In the meantime, I wait covetously for the final letter, but since mid-January I've been sleeping without Excedrin PM, I haven't taken any Pepcid AC, my vertigo is subsiding, and I'm back at the gym and eating healthier than ever. I don't feel any different yet, but I'm told it'll take a few months for all the changes to settle in emotionally. I'm ready. And I'm ready to start talking about the process with others (both the digital and the emotional) because, well, like you said, none of us should do it alone.

3. Nels P. Highberg - January 26, 2010 at 12:29 pm

Cheryl, thanks for such a rich description of what you've been feeling. I kept nodding from the second paragraph on. I have to agree especially with your thoughts on how stressful it was to hear colleagues say that you'd have no problem and sail through. My thought whenever I heard that was, "But you know nothing about the specifics of my teaching or my scholarship." I appreciated the sentiment, but I will admit that it didn't help because I'd just end up focusing on what they didn't know and how what they didn't know might be interpreted.
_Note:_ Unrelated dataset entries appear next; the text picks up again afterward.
Issue #1249, opened 2015-03-24
Question about rulesets


cypherpunk:
If a site is in https by default, should it still be added as a ruleset?

jsha:
If the site has HSTS and the cookies are all marked secure: no.

Otherwise: yes, but lower priority to implement than sites that don't use HTTPS by default.

cypherpunk:
Should I report sites that have https, but don't load cookies until the user have logged in and the cookies are therefore unchecked?

PR #1430, opened 2015-04-11
Various rulesets for Belgium banks

DeathlyX:
This pull request contains some various rulesets for some mayor Belgium bank. I didn't include those who have HSTS enabled. This is mainly as a protection against SSL stripping.

I've also deleted rabobank.nl (Netherlands) since it includes HSTS.


anand-bhat:
The first request to a website with HSTS enabled (unless it is included in the browser's preload list) may still be done over HTTP, giving the potential for an attacker to perform an SSL strip attack. I believe HTTPS Everywhere needs to include domains that have HSTS to rewrite the first HTTP request into HTTPS even before it gets sent out.

The only case where a domain may not need to be added to HTTPS Everywhere is if it supports HSTS *and* is included in the browser's HSTS preload list.

DeathlyX:
You've got a point, but I thought @jsha mentioned in #1249 not to add those if the cookies are already secured. Shouldn't it be better to submit them to the HSTS preload list?

anand-bhat:
Ah, I missed seeing that. Considering that I'm not affiliated to EFF or to this extension besides being a user/ contributor, I'll defer this to @jsha and/ or the other project members..

PR #1432, opened 2015-04-11
Update University-of-Exeter.xml

Deiz:


src/chrome/content/rules/University-of-Exeter.xml
```diff
@@ -26,6 +30,10 @@
 	<securecookie host="^(?:.*\.)?exeter\.ac\.uk$" name=".+" />
 
 
+	<!-- Cert only matches empslocal.ex.ac.uk -->
```
reedy: I presume the comment is meaning it doesn't match empslocal.exeter.ac.uk (from testing), but I'm not sure what the reason for adding this is for.. The site forces HTTPS anyway it seems. Did you mean to rewrite from exeter to ex?

src/chrome/content/rules/University-of-Exeter.xml
```diff
@@ -26,6 +30,10 @@
...
+	<rule from="^http://empslocal\.ex\.ac\.uk/"
+		to="https://empslocal.ex.ac.uk/" />
+
 	<rule from="^http://newton\.ex\.ac\.uk/"
 		to="https://newton.ex.ac.uk/" />
```
reedy: Looks like this one should rewrite to newton.exeter.ac.ukas the cert is only for the full version...

```
This server could not prove that it is emps.ex.ac.uk; its security certificate is from *.exeter.ac.uk. This may be caused by a misconfiguration or an attacker intercepting your connection.
```

src/chrome/content/rules/University-of-Exeter.xml
Deiz: No, I'm just preempting the later rewrite so that http://empslocal.ex.ac.uk doesn't turn into https://empslocal.exeter.ac.uk/. Is there a preferred way to do that?

src/chrome/content/rules/University-of-Exeter.xml
Deiz: Ah, so presumably newton.exeter.ac.uk should be handled by the subsequent rule, since if it should always be rewritten to exeter, it's not a special case.

src/chrome/content/rules/University-of-Exeter.xml
reedy: Ah. Makes more sense. Maybe expand the comment slightly?

With regards to my comment about the newton.ex.ac.uk below... I wonder if that can be removed, and noted in the observed subdomain

src/chrome/content/rules/University-of-Exeter.xml
reedy: Right, AFAIS :+1

Deiz:
Alright, nixed the newton-specific rule, expanded the comment and made empslocal rule match `ex(?:eter)?` so that it also catches links to http://empslocal.exeter.ac.uk/ without causing certificate errors.

PR #4016, opened 2016-01-28
Hide rules if extension is disabled [Chrome]

### LINKED ISSUE #4014: Disabling HTTPS Everywhere should hide menu elements
When HTTPS Everywhere is disabled, menu elements in the popup are still visible. They should be hidden instead.

Probably we should leave "What's this" and the version string visible, though.

cc @semenko

semenko:
PTAL @jsha 

Closes #4014

### DIFF
--- a/chromium/popup.html
+++ b/chromium/popup.html
@@ -1,62 +1,69 @@
+<html>
 <head>
-<title i18n="about_ext_name"></title>
+    <title i18n="about_ext_name"></title>
 
-<!-- Local copy of chrome://resources/css/chrome_shared.css -->
-<link href="chrome-resources/css/chrome_shared.css" rel="stylesheet" type="text/css"/>
+    <!-- Local copy of chrome://resources/css/chrome_shared.css -->
+    <link href="chrome-resources/css/chrome_shared.css" rel="stylesheet" type="text/css"/>
 
-<link href="popup.css" rel="stylesheet" type="text/css"/>
-<script src="popup.js"></script>
+    <link href="popup.css" rel="stylesheet" type="text/css"/>
+    <script src="popup.js"></script>
 
 </head>
 
 <body>
 <header>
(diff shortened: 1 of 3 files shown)


jsha:
This leaves the "Block all HTTP requests" UI visible, and allows you to check and uncheck it (but it doesn't take effect when HTTPS Everywhere is disabled).

chromium/popup.js
```diff
@@ -77,9 +77,14 @@ function createRuleLine(ruleset) {
   return line;
 }
 
-// Change the UX to reflect extension enabled/disabled
-function updateEnabledDisabledButtonState() {
+// Change the UI to reflect extension enabled/disabled
+function updateEnabledDisabledUI() {
   document.getElementById('onoffswitch').checked = backgroundPage.isExtensionEnabled;
+  // Hide or show the rules sections
```
jsha: Probably makes more sense to set a class on some top-level element within the popup (html, or body?), and have CSS to hide elements when that class is present.

semenko: Updated!

chromium/popup.html
```diff
@@ -1,62 +1,69 @@
...
-</section>
-<section id="StableRules" class="rules">
-  <h3 i18n="chrome_stable_rules"></h3>
-  <p class="description" i18n="chrome_stable_rules_description"></p>
-</section>
-<section id="UnstableRules" class="rules">
-  <h3 i18n="chrome_experimental_rules"></h3>
-  <p class="description" i18n="chrome_experimental_rules_description"></p>
-</section>
+<div id="RuleManagement">
```
semenko: The diff here isn't pretty. It's just indented correctly, plus this div.

jsha: You can add ?w=1 to a diff to ignore whitespace, which is very helpful!

semenko: Holy crap -- thanks!

PR #4018, opened 2016-01-28
[nugg.ad] Fix subdomain handling for nuggad.net

snadorp:
We are serving for http and https versions for all our tracking subdomains. I've also added our main company site.


semenko:
Awesome -- thanks!

Issue #3963, opened 2016-01-22
Fix World Community Grid


funkydude:
In regards to this line: https://github.com/EFForg/https-everywhere/blob/bcb101723edb31a933b1f4e26cce17c2364da31d/src/chrome/content/rules/WorldCommunityGrid.xml#L15

It redirects to the `secure` subdomain, this is not needed. The main domain now fully supports HTTPS (a recent change by the website owners)

PR #4019, opened 2016-01-28
[WorldCommunityGrid] Don't redirect to "secure" subdomain

funkydude:
Stop redirecting worldcommunitygrid.org requests to
secure.worldcommunitygrid.org. The former now supports HTTPS.

Closes https://github.com/EFForg/https-everywhere/issues/3963


J0WI:
The redirect for ^worldcommunitygrid.org does not work for deep links. You should redirect it to www or secure then.

funkydude:
@J0WI Good catch, I saw that worldcommunitygrid.org redirected to www.worldcommunitygrid.org and figured it would be the same for deep links also. I'll adjust it to www.

PR #4029, opened 2016-01-29
Expand use of Set()

semenko:
Replace blacklists and potentiallyApplicableRulesets with actual Set()s, trying to clean up the Chrome code.

Compatible with FF 38 ESR and above per https://kangax.github.io/compat-table/es6/

### DIFF
--- a/chromium/rules.js
+++ b/chromium/rules.js
@@ -229,8 +229,8 @@ RuleSets.prototype = {
     var tmp;
     var results = [];
     if (this.targets[host]) {
-      // Copy the host targets so we don't modify them. // TODO: Check if this comment makes sense.
-      results = results.concat(this.targets[host].slice());
+      // Copy the host targets so we don't modify them.
+      results = results.concat(this.targets[host]);
     }
 
     // Replace each portion of the domain with a * in turn
@@ -348,7 +348,9 @@ RuleSets.prototype = {
     log(INFO, "Testing securecookie applicability with " + test_uri);
     var potentiallyApplicable = this.potentiallyApplicableRulesets(domain);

A big part of that was because someone at my school was denied tenure, and I realized that I had a complete misconception about him. I worried that people had the same misconceptions about me.

There are other posts we could write about the after-effects. I remember an incredible euphoria for a few months followed by an odd depression that others told me was somewhat common. Kind of like, "Oh, gee, now what?"

The thing about the tenure process and the job search is that the same analytical and critical skills that got us this far are the same ones that will drive us crazy as we over-scrutinize everything.

4. Nels P. Highberg - January 26, 2010 at 12:31 pm

Jennifer, I think the stigma definitely varies. Most people I told were great about it. Most of them were either also in therapy or had been. But there were a couple of people who did seem stunned and unsure how to respond, which is further proof that those of us who can talk about it should talk about it.

5. Kristin Arola - January 26, 2010 at 06:09 pm

God bless ya'll. Sometimes I feel like a middle-class whiner for bitching so much about the tenure process, but then I realize it's having material consequences on my life, relationships, ability to feel joy, etc. I hope to someday write a reflective piece on how I got tenure. For now, I'll just trust that it's supposed to be hard and try to stop imaging how joyful my life would be if I had a 9-5 job (I can chart how I'm feeling about the process with how often I visit Monster in a week) and/or lived off the land. And, yes, I have a fabulous therapist but still, my nights are filled w/ anxiety dreams. This process is a bitch.

6. Nels - January 27, 2010 at 12:41 pm

Kristin, I did that, too! I was reading job ads for the kinds of non-academic jobs I applied for when I first went on the job market. I wanted to be ready to leave if I didn't get it. The process is horrible, and you're not alone.